Joe has two 921s in which both had one drive failure. Since both had the
same number of failures he should combine the total to 2 failures which
is choice 3.

Bill has a 921 and 522. The 921 had 1 failure while the 522 had not.
He would pick choice 2 and 6.

Dave has a 942 and 522. The 942 had one failure and the 522 had 2 failures.
He can pick 7 and 8 or just total them up to 3 failure which is choice 9.


----------



## TechnoCat (Sep 4, 2005)

My first 510 died after about six months. Replaced free. But my 942 has been solid, other than occaisionally going insane and needing to be pulled off the juice and reset.


----------



## Pils (Sep 20, 2004)

Had numerous 5xx's and never a HD problem. 921 died the first month and seems way too common.


----------



## boylehome (Jul 16, 2004)

So far 1x921 and 1x721 were replaced. The 921 was just under one year old and the 721 was one of the first sold. The replacements are working fine. Gee, I hope that I don't eat my words for the, "fine" mention.


----------



## Michael P (Oct 27, 2004)

I'm quoting my own posting from another thread:


> >Quote:
> >Originally Posted by jergenf
> >You've had four 921's in how many years?
> >Were they all hard drive failures?
> ...


----------



## WildBill (Dec 8, 2004)

921 had Zero (I am so lucky. knock on wood) 32 64.00%
921 had One (Hey, these things happen) 12 24.00%
921 had Two (What bad luck I have) 2 4.00%
921 had Three (Somebody DOWN THERE likes me) 0 0%
921 had Four or more. (I am totally cursed, dude) 2 4.00%
Other DVR had Zero (I am so lucky. knock on wood) 11 22.00%
Other DVR had One (Hey, these things happen) 5 10.00%
Other DVR had Two (What bad luck I have) 2 4.00%
Other DVR had Three (Somebody DOWN THERE likes me) 0 0%
Other DVR had Four or more. (I am totally cursed, dude) 2 4.00%
Multiple Choice Poll. Voters: 50. You have already voted on this poll

I don't understand how you are calculating these percentages. For example, 32/48 921 responses should be 66.66%, not 64% and 11/20 "other DVR" responses should 55%, not 22%. In any event, so far it makes the 921 look more reliable (in terms of HD failure) than other DVRs.


----------



## jergenf (Mar 31, 2005)

WildBill said:


> Multiple Choice Poll. Voters: 50. You have already voted on this poll
> 
> I don't understand how you are calculating these percentages. For example, 32/48 921 responses should be 66.66%, not 64% and 11/20 "other DVR" responses should 55%, not 22%. In any event, so far it makes the 921 look more reliable (in terms of HD failure) than other DVRs.

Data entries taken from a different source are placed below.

PR #965, opened 2021-05-11
fix(runwith): enable runwith resetting to default when runwith is not set

MikeDombo:
**Issue #, if available:**

**Description of changes:**
Removes null check when converting cloud deployment into internal deployment type. This means that the `posixUser` field will have been set (even if it was set to null), thus when the deployment happens the runWith user will be reset to the default.

Added new test to verify the functionality. Verified that based on the cloud-serialized data, this check removal now works as expected.

**Checklist:**


leaf94 (dismissed):
Thanks a lot for the quick turnaround!

fengwa-aws (commented):
Can we update the code in [KernelConfigResolver](https://github.com/aws-greengrass/aws-greengrass-nucleus/blob/003f19ee79627f5a0e281beee285c26aaa311ef6/src/main/java/com/aws/greengrass/componentmanager/KernelConfigResolver.java#L256-L259) as well? The [RunWith](https://github.com/aws-greengrass/aws-greengrass-nucleus/blob/a3441713a209fea3dd19b4dba01f7d8eb3015890/src/main/java/com/aws/greengrass/deployment/model/RunWith.java#L20) class can also be simplified to remove the `callPosixUser` and `callWindowsUser` fields.

fengwa-aws (dismissed):

PR #966, opened 2021-05-12
fix(fss): make fss local agent more robust

fahadmohammed01:
**Issue #, if available:**

**1: list Installed components returns components that got removed from the device**

The contract between the device and cloud is that when a component is removed from the device, the FSS local agent will update cloud of the removal by reporting status for the components with the fleetConfigArns field as empty. There is a bug in FSS local agent which causes it not send this update. The bug is hit when three events happen in the following order:

i. Kernel restarts
ii. Any Component moves to BROKEN state
iii. A deployment removes a component in BROKEN or FINISHED state.

Root cause:
FSS local agent keeps tracks of components running on the device in two ways.

i. FSS agent keeps track of all components added by a deployment. [STATE 1]
ii. FSS agent keeps track of all components which changed state after the previous FSS update. [STATE 2]

Both the states are not persisted to disk so when the device restarts both states are reset. When the kernel starts up STATE 1 and STATE 2 are empty. When the kernel starts the components STATE 2 starts filling up as all the components will move through the different life-cycle stages to reach RUNNING. But when a component reached BROKEN state, FSS agent will send an update to the cloud and include all the information in STATE 2, then it wipes STATE 2 as its already sent to the cloud. Now the device receives a deployment to remove a component X which is in the BROKEN or FINISHED state. Since X is in BROKEN/FINISHED state it does not makes any state changes before its removed from the mains dependency tree and therefore FSS local agent looses track of the component and is not included in any FSS update afterwards. The data set that list Installed components API looks at is FSS data and hence the component will show up in list Installed components API even after it is removed from the device.

Fix:
Updated FSS local agent to keep state across kernel restarts.

**2: list Installed components returns wrong components version, when a component version is upgraded by a deployment**

Root cause:
FSS local agent will send 2 updates for the component when a version is bumped up (one for old version and one new version). Cloud stores the version based on the order in which the updates is processed. 

Fix:
FSS local agent will only send one update for the component.

Integ tests.

**Checklist:**
 - [ X] Updated or added new unit tests

### DIFF
--- a/src/main/java/com/aws/greengrass/status/FleetStatusService.java
+++ b/src/main/java/com/aws/greengrass/status/FleetStatusService.java
@@ -29,7 +29,6 @@ import org.apache.commons.lang3.RandomUtils;
 import software.amazon.awssdk.crt.mqtt.MqttClientConnectionEvents;
 import software.amazon.awssdk.iot.iotjobs.model.JobStatus;
 
-import javax.inject.Inject;
 import java.time.Instant;
 import java.util.ArrayList;
 import java.util.Collections;
@@ -43,6 +42,7 @@ import java.util.concurrent.ScheduledFuture;
 import java.util.concurrent.TimeUnit;
 import java.util.concurrent.atomic.AtomicBoolean;
 import java.util.concurrent.atomic.AtomicReference;
+import javax.inject.Inject;
 
 import static com.aws.greengrass.deployment.DeploymentService.COMPONENTS_TO_GROUPS_TOPICS;
 import static com.aws.greengrass.deployment.DeploymentService.DEPLOYMENT_DETAILED_STATUS_KEY;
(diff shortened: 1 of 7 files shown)


src/main/java/com/aws/greengrass/status/FleetStatusService.java
```diff
@@ -353,12 +359,27 @@ private void uploadFleetStatusServiceData(Set<GreengrassService> greengrassServi
...
         long sequenceNumber;
+
         synchronized (greengrassServiceSet) {
+
             // If there are no Greengrass services to be updated, do not send an update.
             if (greengrassServiceSet.isEmpty()) {
                 return;
             }
 
+            //When a component version is bumped up, FSS may have pointers to both old and new service instances
```
MikeDombo, line 370: component versions don't change the instance. The exact same instance is used

fahadmohammed01: True, but if a deployment adds component X with v1 and next deployment removes component X. Then if next  deployment adds a new version of X (v2). Then a new instance is created.

MikeDombo (approved):

MikeDombo (approved):

leaf94 (approved):
Thanks!!!

nikkhilmuthye (approved):

PR #990, opened 2021-05-29
fix(device provisioning): fix duplicate subscriptions to iot jobs and…

abanthiy:
… shadow

**Issue #, if available:**
Mqtt topics for jobs and shadow are subscribed multiple times when provisioning plugin runs since it updates a number of nodes in config.

**Description of changes:**
This PR ensures that the subscriptions are done only once and any previous subscriptions are removed.

It is required for device provisioning to work cleanly.

Tested manually by running Fleet provisioning plugin.

**Checklist:**

### DIFF
--- a/src/main/java/com/aws/greengrass/deployment/IotJobsHelper.java
+++ b/src/main/java/com/aws/greengrass/deployment/IotJobsHelper.java
@@ -150,6 +150,8 @@ public class IotJobsHelper implements InjectionActions {
 
     private AtomicBoolean isSubscribedToIotJobsTopics = new AtomicBoolean(false);
     private Future<?> subscriptionFuture;
+    private volatile String thingName;
+
     private final Consumer<JobExecutionsChangedEvent> eventHandler = event -> {
         /*
          * This message is received when either of these things happen
@@ -284,6 +286,11 @@ public class IotJobsHelper implements InjectionActions {
 
     @Override
     public void postInject() {
+        mqttClient.addToCallbackEvents(callbacks);
+        this.connection = wrapperMqttConnectionFactory.getAwsIotMqttConnection(mqttClient);
+        // GG_NEEDS_REVIEW: TODO: switch back to IotJobsClient after IoT device sdk updated for jobs namespace
+        this.iotJobsClientWrapper = iotJobsClientFactory.getIotJobsClientWrapper(connection);
+
         deviceConfiguration.onAnyChange((what, node) -> {
             if (node != null && what.equals(WhatHappened.childChanged) && relevantNodeChanged(node)) {
                 try {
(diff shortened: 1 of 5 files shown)


src/main/java/com/aws/greengrass/deployment/IotJobsHelper.java
```diff
@@ -150,6 +150,8 @@
 
     private AtomicBoolean isSubscribedToIotJobsTopics = new AtomicBoolean(false);
     private Future<?> subscriptionFuture;
+    private String thingName;
```
leaf94, line 153: `volatile` might be needed here? As multiple threads could write and read at the same time and a memory inconsistency might happen

abanthiy: The variable is written only in the setupCommWithIotJobs method. Multiple threads cannot write to this, since I am making sure that when setupCommWithIotJobs is invoked, the previous invocation is cancelled.

src/main/java/com/aws/greengrass/deployment/ShadowDeploymentListener.java
```diff
@@ -133,20 +138,28 @@ public void onConnectionResumed(boolean sessionPresent) {
...
         this.mqttClient = mqttClient;
         this.executorService = executorService;
         this.deviceConfiguration = deviceConfiguration;
         this.iotShadowClient = iotShadowClient;
+        this.kernel = kernel;
     }
 
     @Override
     public void postInject() {
+        if (iotShadowClient == null) {
```
fahadmohammed01, line 158: why does this need to be in postInject?  shouldn't the shadow client be reconfigured when         deviceConfiguration changes?

src/main/java/com/aws/greengrass/deployment/ShadowDeploymentListener.java
```diff
@@ -87,6 +87,11 @@
     public static final String DEVICE_OFFLINE_MESSAGE = "Device not configured to talk to AWS Iot cloud. "
             + "Single device deployment is offline";
     public static final String SUBSCRIBING_TO_SHADOW_TOPICS_MESSAGE = "Subscribing to Iot Shadow topics";
+
+    private static final String SHADOW_UPDATE_ACCEPTED_TOPIC = "$aws/things/{thingName}/shadow/update/accepted";
```
fahadmohammed01, line 91: We switched to named shadows, so the topic prefix would be aws/things/{thingName}/shadow/name/AWSManagedGreengrassV2Deployment

src/main/java/com/aws/greengrass/deployment/ShadowDeploymentListener.java
abanthiy: The connection may need to be re-established upon device configuration changes. That is take care by the injected MqttClient object. For IotShadowClient it is abstracted.

src/main/java/com/aws/greengrass/deployment/ShadowDeploymentListener.java
abanthiy: Updated

leaf94 (approved):

src/main/java/com/aws/greengrass/deployment/IotJobsHelper.java
```diff
@@ -324,22 +331,31 @@ private void connectToIotJobs(DeviceConfiguration deviceConfiguration)
...
                 Coerce.toString(deviceConfiguration.getThingName()));
-        if (subscriptionFuture != null && !subscriptionFuture.isDone()) {
-            subscriptionFuture.cancel(true);
-        }
+        this.thingName = Coerce.toString(deviceConfiguration.getThingName());
         if (subscriptionFuture == null || subscriptionFuture.isDone()) {
             subscriptionFuture = executorService.submit(() -> {
                 try {
+                    // Wait for all node updates to come through before we subscribe to the topics
+                    Throwable ex = kernel.getContext().runOnPublishQueueAndWait(() -> {});
```
MikeDombo, line 353: use waituntilclear instead of runonpublish queue

src/main/java/com/aws/greengrass/deployment/ShadowDeploymentListener.java
```diff
@@ -185,18 +200,25 @@ private void connectToShadowService(DeviceConfiguration deviceConfiguration)
...
+        if (isSubscribedToShadowTopics.get()) {
+            unsubscribeToShadowTopics();
+        }
+        deploymentStatusKeeper.registerDeploymentStatusConsumer(DeploymentType.SHADOW,
+                this::deploymentStatusChanged, ShadowDeploymentListener.class.getName());
+        this.thingName = Coerce.toString(deviceConfiguration.getThingName());
         if (subscriptionFuture == null || subscriptionFuture.isDone()) {
             subscriptionFuture = executorService.submit(() -> {
+                // Wait for all node updates to come through before we subscribe to the topics
+                Throwable ex = kernel.getContext().runOnPublishQueueAndWait(() -> {});
```
MikeDombo, line 216: same

MikeDombo (approved):

Issue #258, opened 2025-12-18
`explain()` sometimes marks up very long string with `^`


joelostblom:
In this example:

```py
import check_datapackage as cdp
package_properties = cdp.example_package_properties()
del package_properties["resources"]
cdp.check(properties=package_properties, error=True)
```

The entire `resource` value is marked with `^`

<img width="800" height="427" alt="Image" src="https://github.com/user-attachments/assets/d8d8edff-09d9-466c-8432-602aedbf92db" />

While correct, this is not helpful and looks confusing. One possible solution would be to truncate long objects/values as `...`. This would not only be helpful for `explain()` but also avoid that we clutter the output if there is a huge input dictionary/json. So the output in this case would looks something like this (truncating everything between the first and last key):

```fortran
At resources:
|
| resources: {'name': 'woolly-dormice' ... 'licenses': [{'name': 'odc-pddl'}]}
             ^^^^^^^^^^^^^^^^^^^^^^^^^^^^^^^^^^^^^^^^^^^^^^^^^^^^^^^^^^^^^^^^^
'resources' is a required property
```

It would be interesting to investigate what other software package that use `^` for errors do in these situations.

lwjohnst86:
Also, I feel like that is the wrong output... That content shown in `resources` is actually the full package metadata. 

I also think this is an issue with how to show "required" properties. For missing required properties, it might be useful to just show "resources: <empty>" or something similar.

joelostblom:
done in #343

PR #343, opened 2026-04-29
fix: 🐛 add `<MISSING>` value instead of entire data package

joelostblom:
# Description

This is one suggestion to address #258, by adding a sentinel `<MISSING>` value to indicate missingness instead of displaying the entire datapackage's data in the output for the missing value (which was incorrect).

Before:
image

After:
image

Needs a thorough review.

## Checklist

- [x] Ran `just run-all`


lwjohnst86 (changes requested):
Oh nice 😁

lwjohnst86 (approved):

PR #345, opened 2026-04-29
fix: 🐛 show parent to indicate nesting correctly in error

### LINKED ISSUE #344: Path displayed in error could benefit from showing parent level
When putting up #343 I realized that the hierarchy suggested in the error message is a bit off. Take this example:

Image

To me, this suggest that there is an issue at the key/property `resources` which has another property called `resources` under it. I think it would be better if it said `At top level:` and then the rest kept the same.

Likewise for this example, it would be more accurate if the first line read `At resources[0]:`:

Image

joelostblom:
# Description

Closes #344, see motivation and current state there.

After this PR, the parent path is shown after `At` to make it clear that the mentioned properly is nested under that path:
image

---

image

---

When an index is last in the path, the last key is moved down together with the index:
image

Needs a thorough review.

## Checklist

- [x] Ran `just run-all`

### DIFF
--- a/CHANGELOG.md
+++ b/CHANGELOG.md
@@ -17,6 +17,12 @@ individual release will not have many changes within it. Below is a list
 of the releases we've made so far, along with what was changed within
 each release.
 
+## 0.33.1 (2026-04-29)
+
+### Fix
+
+- 🐛 add `<MISSING>` value instead of entire data package (#343)
+
 ## 0.33.0 (2026-04-16)
 
 ### Feat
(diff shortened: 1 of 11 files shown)


lwjohnst86 (dismissed):
Very neat 🌮 🎉

lwjohnst86:
@joelostblom just resolve the conflicts and I will merge :+1:

joelostblom:
Resolved!

lwjohnst86 (approved):
:tada:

The software is doing the actual calculations. There may be some inaccuracies because it's really based more on those who respond versus exact number of units. This is because some people with multiple DVRs may combine the total tally while others may be able to split choices as multiple choices are allowed.

The 921s will most likely get more responses because it's a 921 forum and the poll really is based on 921 versus all other DVRs. I wanted to make a poll that evenly spreads choices for all models but these poll threads only allow a max of 10 choices. My first idea was to place the first 5 choices as the number of failures and the last 5 choices for the models of DVRs but then realized there would be no way to determine failures to particular models.


----------



## Rovingbar (Jan 25, 2005)

WildBill, I think you expect this to be two polls. The percentages are determined by the total number of voters (50 at the time you copied the data). Of those 50 voters, as many as 48 claim to own (or have owned) a 921, and as many as 20 claimed to own another DVR.

It would be easier to interpret the data if there were two polls, but you can still look at this stuff reasonably well.

Some Conclusions:
- About half of the people in this forum have owned or currently own another DVR

- For every 921 owner who had 1 or more HD failures, there were 2 people who had no HD problems. This implies the failure rate is near 33%. Unacceptably high to me.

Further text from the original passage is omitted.